[Dataset entries]
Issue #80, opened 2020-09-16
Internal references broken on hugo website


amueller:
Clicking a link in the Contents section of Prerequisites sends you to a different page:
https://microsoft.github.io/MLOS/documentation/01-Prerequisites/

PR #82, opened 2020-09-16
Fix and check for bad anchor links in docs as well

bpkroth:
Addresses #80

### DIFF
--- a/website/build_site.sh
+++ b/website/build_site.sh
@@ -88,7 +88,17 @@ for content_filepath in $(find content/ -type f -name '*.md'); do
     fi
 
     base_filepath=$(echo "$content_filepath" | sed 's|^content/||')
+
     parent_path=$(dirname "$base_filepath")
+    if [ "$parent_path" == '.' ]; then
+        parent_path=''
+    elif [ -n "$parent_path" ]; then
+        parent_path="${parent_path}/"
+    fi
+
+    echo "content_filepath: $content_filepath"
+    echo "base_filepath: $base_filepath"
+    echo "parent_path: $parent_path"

**What to do**
Each entry above has to be transcribed exactly as it appears.

**Answer for the task**
Issue #80, opened 2020-09-16
Internal references broken on hugo website


amueller:
Clicking a link in the Contents section of Prerequisites sends you to a different page:
https://microsoft.github.io/MLOS/documentation/01-Prerequisites/

PR #82, opened 2020-09-16
Fix and check for bad anchor links in docs as well

bpkroth:
Addresses #80

### DIFF
--- a/website/build_site.sh
+++ b/website/build_site.sh
@@ -88,7 +88,17 @@ for content_filepath in $(find content/ -type f -name '*.md'); do
     fi
 
     base_filepath=$(echo "$content_filepath" | sed 's|^content/||')
+
     parent_path=$(dirname "$base_filepath")
+    if [ "$parent_path" == '.' ]; then
+        parent_path=''
+    elif [ -n "$parent_path" ]; then
+        parent_path="${parent_path}/"
+    fi
+
+    echo "content_filepath: $content_filepath"
+    echo "base_filepath: $base_filepath"
+    echo "parent_path: $parent_path"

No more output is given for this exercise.